◆ Task prompt:
Each entry needs to be reproduced verbatim.

══════

Issue #664, opened 2019-03-06
move logs under /var/log from VHD creation to somewhere else


weinong:
**Is this a request for help?**:

---
Yes
**Is this an ISSUE or FEATURE REQUEST?** (choose one):

---
Issue
**What version of aks-engine?**:

---

**Kubernetes version**:

**What happened**:
When we look at the logs such as /var/log/kern.log on VM created from AKS VHD, we see logs from when the VHD was created. For example, I only booted up the VM once, but I saw it twice in kern.log.

**What you expected to happen**:

**How to reproduce it** (as minimally and precisely as possible):

**Anything else we need to know**:

PR #777, opened 2019-03-15
fix: move /var/log/ during VHD build to a vhd specific directory

CecileRobertMichon:
**Reason for Change**:

When we look at the logs such as /var/log/kern.log on VM created from AKS VHD, we see logs from when the VHD was created. For example, I only booted up the VM once, but I saw it twice in kern.log.

**Issue Fixed**:

#664 

**Requirements**:

- [ ] includes documentation
- [ ] adds unit tests

**Notes**:

### DIFF
--- a/packer/cleanup-vhd.sh
+++ b/packer/cleanup-vhd.sh
@@ -1,7 +1,11 @@
 #!/bin/bash -eux
 
-## Cleanup packer SSH key and machine ID generated for this boot
+# Cleanup packer SSH key and machine ID generated for this boot
 rm -f /root/.ssh/authorized_keys
 rm -f /home/packer/.ssh/authorized_keys
 rm -f /etc/machine-id
 touch /etc/machine-id
+
+# Move logs under /var/log from VHD creation
+sudo mkdir /var/log.vhd
+sudo mv /var/log /var/log.vhd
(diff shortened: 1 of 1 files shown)


packer/cleanup-vhd.sh
```diff
@@ -1,7 +1,11 @@
...
 rm -f /root/.ssh/authorized_keys
 rm -f /home/packer/.ssh/authorized_keys
 rm -f /etc/machine-id
-touch /etc/machine-id
\ No newline at end of file
+touch /etc/machine-id
+
+# Move logs under /var/log from VHD creation
+sudo mkdir /var/log.vhd
+sudo mv /var/log /var/log.vhd
```
mboersma: This puts the VHD creation logs under `/var/log.vhd/var/log`. Is that the intention, or should we just rename it?

```
sudo mv /var/log /var/log.vhd
sudo mkdir /var/log
```

CecileRobertMichon: does it? My intention was to put it under `/var/log.vhd`

mboersma: It does--I think the two commands I posted are what you want.

CecileRobertMichon: fixed

mboersma:
lgtm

══════

◆ Answer:
Issue #664, opened 2019-03-06
move logs under /var/log from VHD creation to somewhere else


weinong:
**Is this a request for help?**:

---
Yes
**Is this an ISSUE or FEATURE REQUEST?** (choose one):

---
Issue
**What version of aks-engine?**:

---

**Kubernetes version**:

**What happened**:
When we look at the logs such as /var/log/kern.log on VM created from AKS VHD, we see logs from when the VHD was created. For example, I only booted up the VM once, but I saw it twice in kern.log.

**What you expected to happen**:

**How to reproduce it** (as minimally and precisely as possible):

**Anything else we need to know**:

PR #777, opened 2019-03-15
fix: move /var/log/ during VHD build to a vhd specific directory

CecileRobertMichon:
**Reason for Change**:

When we look at the logs such as /var/log/kern.log on VM created from AKS VHD, we see logs from when the VHD was created. For example, I only booted up the VM once, but I saw it twice in kern.log.

**Issue Fixed**:

#664 

**Requirements**:

- [ ] includes documentation
- [ ] adds unit tests

**Notes**:

### DIFF
--- a/packer/cleanup-vhd.sh
+++ b/packer/cleanup-vhd.sh
@@ -1,7 +1,11 @@
 #!/bin/bash -eux
 
-## Cleanup packer SSH key and machine ID generated for this boot
+# Cleanup packer SSH key and machine ID generated for this boot
 rm -f /root/.ssh/authorized_keys
 rm -f /home/packer/.ssh/authorized_keys
 rm -f /etc/machine-id
 touch /etc/machine-id
+
+# Move logs under /var/log from VHD creation
+sudo mkdir /var/log.vhd
+sudo mv /var/log /var/log.vhd
(diff shortened: 1 of 1 files shown)


packer/cleanup-vhd.sh
```diff
@@ -1,7 +1,11 @@
...
 rm -f /root/.ssh/authorized_keys
 rm -f /home/packer/.ssh/authorized_keys
 rm -f /etc/machine-id
-touch /etc/machine-id
\ No newline at end of file
+touch /etc/machine-id
+
+# Move logs under /var/log from VHD creation
+sudo mkdir /var/log.vhd
+sudo mv /var/log /var/log.vhd
```
mboersma: This puts the VHD creation logs under `/var/log.vhd/var/log`. Is that the intention, or should we just rename it?

```
sudo mv /var/log /var/log.vhd
sudo mkdir /var/log
```

CecileRobertMichon: does it? My intention was to put it under `/var/log.vhd`

mboersma: It does--I think the two commands I posted are what you want.

CecileRobertMichon: fixed

mboersma:
lgtm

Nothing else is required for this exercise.